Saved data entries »
= = = = = = =

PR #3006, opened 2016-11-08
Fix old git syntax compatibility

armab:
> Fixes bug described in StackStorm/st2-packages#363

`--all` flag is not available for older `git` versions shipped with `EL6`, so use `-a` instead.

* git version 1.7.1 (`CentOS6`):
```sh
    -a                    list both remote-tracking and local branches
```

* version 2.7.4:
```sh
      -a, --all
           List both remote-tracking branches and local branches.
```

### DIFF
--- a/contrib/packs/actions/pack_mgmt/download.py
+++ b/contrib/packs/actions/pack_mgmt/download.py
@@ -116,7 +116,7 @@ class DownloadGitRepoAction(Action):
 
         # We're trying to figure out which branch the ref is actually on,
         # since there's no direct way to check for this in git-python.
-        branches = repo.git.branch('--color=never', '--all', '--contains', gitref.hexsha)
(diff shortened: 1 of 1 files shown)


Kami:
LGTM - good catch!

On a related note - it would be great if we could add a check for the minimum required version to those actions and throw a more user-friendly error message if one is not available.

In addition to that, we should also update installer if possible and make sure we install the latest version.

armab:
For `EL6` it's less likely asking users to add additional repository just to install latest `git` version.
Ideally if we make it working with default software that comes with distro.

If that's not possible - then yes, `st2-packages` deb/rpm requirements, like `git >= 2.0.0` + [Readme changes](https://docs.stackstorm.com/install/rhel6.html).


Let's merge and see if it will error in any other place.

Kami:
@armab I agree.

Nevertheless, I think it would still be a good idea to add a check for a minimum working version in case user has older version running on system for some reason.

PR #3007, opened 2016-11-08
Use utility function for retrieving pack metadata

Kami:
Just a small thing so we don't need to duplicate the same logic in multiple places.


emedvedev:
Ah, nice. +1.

= = = = = = =

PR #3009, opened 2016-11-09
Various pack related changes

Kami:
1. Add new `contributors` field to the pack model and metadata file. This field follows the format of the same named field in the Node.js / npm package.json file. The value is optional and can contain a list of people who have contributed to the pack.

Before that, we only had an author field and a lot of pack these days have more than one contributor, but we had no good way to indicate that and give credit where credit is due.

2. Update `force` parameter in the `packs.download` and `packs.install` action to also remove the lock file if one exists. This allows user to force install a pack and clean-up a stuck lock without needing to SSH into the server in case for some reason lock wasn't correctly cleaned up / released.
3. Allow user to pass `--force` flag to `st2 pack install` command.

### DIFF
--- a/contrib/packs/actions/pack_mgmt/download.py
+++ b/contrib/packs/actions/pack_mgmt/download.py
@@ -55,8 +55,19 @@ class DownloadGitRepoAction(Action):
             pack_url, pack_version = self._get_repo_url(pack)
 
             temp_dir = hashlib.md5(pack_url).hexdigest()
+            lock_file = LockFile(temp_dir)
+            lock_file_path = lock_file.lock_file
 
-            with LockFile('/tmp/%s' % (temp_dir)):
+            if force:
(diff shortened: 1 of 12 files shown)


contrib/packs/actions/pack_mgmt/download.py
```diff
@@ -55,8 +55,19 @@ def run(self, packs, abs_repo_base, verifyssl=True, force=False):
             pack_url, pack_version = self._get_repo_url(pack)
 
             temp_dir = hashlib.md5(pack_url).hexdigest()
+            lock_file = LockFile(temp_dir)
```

= = = = = = =

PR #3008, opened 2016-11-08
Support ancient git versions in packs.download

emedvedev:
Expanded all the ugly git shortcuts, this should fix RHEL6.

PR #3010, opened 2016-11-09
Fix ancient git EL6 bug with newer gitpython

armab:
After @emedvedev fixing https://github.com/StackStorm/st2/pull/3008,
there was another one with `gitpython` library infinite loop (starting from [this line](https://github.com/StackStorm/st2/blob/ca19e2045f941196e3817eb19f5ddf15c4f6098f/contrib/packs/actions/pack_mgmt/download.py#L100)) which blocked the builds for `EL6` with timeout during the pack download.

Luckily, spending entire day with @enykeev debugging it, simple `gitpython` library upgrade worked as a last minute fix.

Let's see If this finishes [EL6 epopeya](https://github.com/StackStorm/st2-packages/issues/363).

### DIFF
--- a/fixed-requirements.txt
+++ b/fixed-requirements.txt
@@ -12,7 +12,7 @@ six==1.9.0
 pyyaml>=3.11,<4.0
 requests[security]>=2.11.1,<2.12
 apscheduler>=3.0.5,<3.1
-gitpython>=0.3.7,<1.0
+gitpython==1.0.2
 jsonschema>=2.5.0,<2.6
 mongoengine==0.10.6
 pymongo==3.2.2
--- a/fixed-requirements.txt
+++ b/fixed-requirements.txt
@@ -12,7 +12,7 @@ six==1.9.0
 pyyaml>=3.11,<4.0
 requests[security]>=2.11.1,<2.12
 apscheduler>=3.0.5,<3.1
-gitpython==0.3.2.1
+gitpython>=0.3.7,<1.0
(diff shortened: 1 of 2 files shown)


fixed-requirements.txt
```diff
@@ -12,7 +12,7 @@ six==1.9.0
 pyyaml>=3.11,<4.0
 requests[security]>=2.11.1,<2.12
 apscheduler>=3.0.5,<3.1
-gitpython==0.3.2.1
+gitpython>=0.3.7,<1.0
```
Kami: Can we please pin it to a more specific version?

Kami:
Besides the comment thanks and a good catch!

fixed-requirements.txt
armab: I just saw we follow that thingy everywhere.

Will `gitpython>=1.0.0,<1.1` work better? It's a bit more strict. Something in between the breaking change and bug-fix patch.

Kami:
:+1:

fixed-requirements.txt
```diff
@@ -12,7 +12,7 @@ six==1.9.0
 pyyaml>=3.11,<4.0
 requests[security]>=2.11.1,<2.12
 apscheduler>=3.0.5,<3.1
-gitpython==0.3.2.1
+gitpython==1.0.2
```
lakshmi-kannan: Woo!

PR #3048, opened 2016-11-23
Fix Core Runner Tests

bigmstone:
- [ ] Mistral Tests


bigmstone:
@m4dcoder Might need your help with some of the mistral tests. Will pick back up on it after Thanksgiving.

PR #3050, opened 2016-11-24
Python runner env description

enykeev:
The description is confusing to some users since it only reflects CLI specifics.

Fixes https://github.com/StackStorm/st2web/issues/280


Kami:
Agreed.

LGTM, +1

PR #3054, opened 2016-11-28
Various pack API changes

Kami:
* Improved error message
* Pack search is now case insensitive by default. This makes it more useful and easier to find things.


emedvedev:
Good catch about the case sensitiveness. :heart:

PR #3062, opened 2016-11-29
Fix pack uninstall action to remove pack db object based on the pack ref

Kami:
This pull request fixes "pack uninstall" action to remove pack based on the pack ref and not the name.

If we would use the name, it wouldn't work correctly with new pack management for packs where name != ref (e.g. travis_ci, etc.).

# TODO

= = = = = = =

Goal of the exercise » Only lines containing the string "flag" are needed. Pull each of them out of the records above.

Task response »
`--all` flag is not available for older `git` versions shipped with `EL6`, so use `-a` instead.
3. Allow user to pass `--force` flag to `st2 pack install` command.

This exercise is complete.